TASK GOAL:
Exactly how many lines in the entries contain "works"? Give that number alone.

MATERIAL FOR THIS EXERCISE:
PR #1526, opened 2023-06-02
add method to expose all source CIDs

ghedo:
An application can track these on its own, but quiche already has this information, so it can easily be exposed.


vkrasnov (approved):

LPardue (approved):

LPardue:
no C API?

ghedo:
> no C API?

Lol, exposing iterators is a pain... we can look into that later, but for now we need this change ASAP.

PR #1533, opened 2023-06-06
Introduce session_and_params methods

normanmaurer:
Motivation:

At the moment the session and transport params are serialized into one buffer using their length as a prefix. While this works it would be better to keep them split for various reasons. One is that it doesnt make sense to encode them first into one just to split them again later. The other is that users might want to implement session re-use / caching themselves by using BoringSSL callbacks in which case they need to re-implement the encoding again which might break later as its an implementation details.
--
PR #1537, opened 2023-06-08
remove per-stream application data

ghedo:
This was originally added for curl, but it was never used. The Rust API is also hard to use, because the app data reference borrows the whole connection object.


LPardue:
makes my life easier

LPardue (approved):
---
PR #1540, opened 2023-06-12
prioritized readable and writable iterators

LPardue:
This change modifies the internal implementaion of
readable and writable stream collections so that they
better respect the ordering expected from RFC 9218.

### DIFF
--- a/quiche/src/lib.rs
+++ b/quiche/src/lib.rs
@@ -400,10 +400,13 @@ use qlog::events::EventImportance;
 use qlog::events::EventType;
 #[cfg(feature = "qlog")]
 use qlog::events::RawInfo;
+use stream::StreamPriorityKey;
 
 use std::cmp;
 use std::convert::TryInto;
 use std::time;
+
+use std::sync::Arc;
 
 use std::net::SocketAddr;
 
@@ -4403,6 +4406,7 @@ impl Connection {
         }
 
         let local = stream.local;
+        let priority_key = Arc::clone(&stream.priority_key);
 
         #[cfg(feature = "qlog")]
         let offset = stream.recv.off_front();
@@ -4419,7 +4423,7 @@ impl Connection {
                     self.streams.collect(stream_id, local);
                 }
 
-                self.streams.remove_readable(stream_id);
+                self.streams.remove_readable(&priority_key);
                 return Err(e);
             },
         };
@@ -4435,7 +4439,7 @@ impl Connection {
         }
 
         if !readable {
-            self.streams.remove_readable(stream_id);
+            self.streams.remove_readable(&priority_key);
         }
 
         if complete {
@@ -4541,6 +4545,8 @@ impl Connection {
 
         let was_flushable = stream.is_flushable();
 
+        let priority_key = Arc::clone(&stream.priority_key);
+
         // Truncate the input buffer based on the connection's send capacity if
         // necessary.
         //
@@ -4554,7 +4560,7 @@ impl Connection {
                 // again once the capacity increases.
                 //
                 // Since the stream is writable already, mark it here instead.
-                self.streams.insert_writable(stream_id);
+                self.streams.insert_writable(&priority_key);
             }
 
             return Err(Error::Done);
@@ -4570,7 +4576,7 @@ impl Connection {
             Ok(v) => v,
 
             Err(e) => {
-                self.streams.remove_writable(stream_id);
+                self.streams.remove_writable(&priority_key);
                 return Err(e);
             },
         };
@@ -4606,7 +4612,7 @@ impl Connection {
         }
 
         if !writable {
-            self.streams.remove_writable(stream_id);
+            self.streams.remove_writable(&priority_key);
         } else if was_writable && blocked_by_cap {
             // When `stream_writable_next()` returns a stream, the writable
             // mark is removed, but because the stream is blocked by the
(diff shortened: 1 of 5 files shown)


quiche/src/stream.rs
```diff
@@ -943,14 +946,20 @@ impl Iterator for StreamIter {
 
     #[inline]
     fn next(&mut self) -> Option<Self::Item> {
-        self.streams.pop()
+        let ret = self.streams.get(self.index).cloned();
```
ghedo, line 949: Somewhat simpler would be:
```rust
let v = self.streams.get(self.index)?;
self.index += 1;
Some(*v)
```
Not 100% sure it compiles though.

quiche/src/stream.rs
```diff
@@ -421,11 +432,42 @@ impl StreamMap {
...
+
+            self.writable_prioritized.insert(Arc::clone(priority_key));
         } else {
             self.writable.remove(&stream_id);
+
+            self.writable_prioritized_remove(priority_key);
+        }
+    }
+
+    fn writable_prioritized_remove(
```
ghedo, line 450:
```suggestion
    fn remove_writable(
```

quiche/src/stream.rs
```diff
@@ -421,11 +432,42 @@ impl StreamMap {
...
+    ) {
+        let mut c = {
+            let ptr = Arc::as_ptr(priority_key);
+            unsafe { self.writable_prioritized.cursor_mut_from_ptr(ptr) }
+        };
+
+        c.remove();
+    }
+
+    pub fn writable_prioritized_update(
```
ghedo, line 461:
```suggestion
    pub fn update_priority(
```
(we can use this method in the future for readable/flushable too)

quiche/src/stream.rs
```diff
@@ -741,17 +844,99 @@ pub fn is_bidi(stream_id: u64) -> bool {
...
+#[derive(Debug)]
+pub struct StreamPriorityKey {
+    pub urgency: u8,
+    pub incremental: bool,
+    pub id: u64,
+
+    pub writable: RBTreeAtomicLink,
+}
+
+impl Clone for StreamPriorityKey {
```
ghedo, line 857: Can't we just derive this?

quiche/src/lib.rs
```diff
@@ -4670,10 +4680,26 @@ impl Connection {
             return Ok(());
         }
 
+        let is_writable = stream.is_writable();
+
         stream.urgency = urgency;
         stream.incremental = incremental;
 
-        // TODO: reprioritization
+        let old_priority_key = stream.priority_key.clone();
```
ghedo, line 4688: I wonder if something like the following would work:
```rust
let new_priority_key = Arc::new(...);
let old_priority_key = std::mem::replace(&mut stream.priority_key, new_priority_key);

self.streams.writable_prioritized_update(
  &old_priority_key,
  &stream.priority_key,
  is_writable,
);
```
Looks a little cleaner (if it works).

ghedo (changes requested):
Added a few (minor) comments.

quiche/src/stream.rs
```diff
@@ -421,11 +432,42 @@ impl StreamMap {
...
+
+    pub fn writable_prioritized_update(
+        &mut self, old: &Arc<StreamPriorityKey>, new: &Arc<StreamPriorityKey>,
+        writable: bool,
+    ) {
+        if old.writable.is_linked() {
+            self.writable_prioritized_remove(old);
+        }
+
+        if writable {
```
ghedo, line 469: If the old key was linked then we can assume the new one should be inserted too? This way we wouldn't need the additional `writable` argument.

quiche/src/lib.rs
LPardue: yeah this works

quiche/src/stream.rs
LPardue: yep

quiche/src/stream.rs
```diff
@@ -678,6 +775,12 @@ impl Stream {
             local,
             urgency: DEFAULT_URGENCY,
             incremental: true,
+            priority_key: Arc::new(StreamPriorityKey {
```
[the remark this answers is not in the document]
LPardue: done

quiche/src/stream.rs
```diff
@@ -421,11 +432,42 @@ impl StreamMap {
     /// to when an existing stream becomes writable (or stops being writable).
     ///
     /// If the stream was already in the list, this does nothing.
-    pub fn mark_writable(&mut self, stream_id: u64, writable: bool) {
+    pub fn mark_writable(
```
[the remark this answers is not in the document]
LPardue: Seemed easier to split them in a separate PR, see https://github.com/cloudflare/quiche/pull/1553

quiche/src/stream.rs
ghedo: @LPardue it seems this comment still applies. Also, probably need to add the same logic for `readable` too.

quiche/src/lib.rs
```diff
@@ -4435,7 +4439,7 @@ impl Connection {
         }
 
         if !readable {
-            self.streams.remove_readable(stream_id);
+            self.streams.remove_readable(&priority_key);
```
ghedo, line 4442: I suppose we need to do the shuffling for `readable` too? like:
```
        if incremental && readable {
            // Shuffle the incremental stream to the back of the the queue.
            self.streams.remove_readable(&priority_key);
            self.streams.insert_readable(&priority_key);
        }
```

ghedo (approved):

RESULT OF THIS TASK:
3